We appreciate Li and colleagues' interest in our study, and we would like to address their comments as follows. Our data are based on studies not only from genetic mouse models but also from human tissue. In our study, we included β-catenin immunohistochemical analysis using disc tissue derived from patients with disc degeneration and from normal subjects. We found that β-catenin levels were highly up-regulated in most specimens from patients with disc degeneration. In contrast, β-catenin levels were undetectable in samples from normal subjects. We are currently performing detailed studies to determine if the severity or the grade of disc degeneration is correlated with β-catenin protein levels in patient samples.
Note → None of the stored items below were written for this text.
PR #603, opened 2021-03-05
Update NuGet.config

anjbur:
Add `<clear />` to NuGet.config to satisfy compliance requirements.

### DIFF
--- a/NuGet.config
+++ b/NuGet.config
@@ -11,8 +11,7 @@
 -->
 <configuration>
   <packageSources>
-    <clear />
-    <add key="nuget.org" value="https://api.nuget.org/v3/index.json" />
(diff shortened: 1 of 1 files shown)


tcNickolas:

We generated β-catenin conditional activation mice to mimic the pathologic up-regulation of human β-catenin; we have been using this mouse model to investigate the role of β-catenin signaling in disc tissue during the development of disc degeneration. We found that overexpression of β-catenin in disc cells led to severe osteophyte formation within 3 months, which was associated with significant changes in expression of extracellular matrix genes in disc tissue. We further demonstrated that activation of β-catenin enhances runt-related transcription factor 2–dependent transcriptional activation of Mmp13. In addition, genetic ablation of the Mmp13 or Adamts5 gene in β-catenin conditional activation mice ameliorated the phenotype of disc defects observed in these mice. Since overexpression of β-catenin in disc tissue causes such severe pathologic effects, we propose that β-catenin signaling is a key mediator of a signaling pathway that regulates disc tissue function during normal development and in pathologic processes during disc degeneration.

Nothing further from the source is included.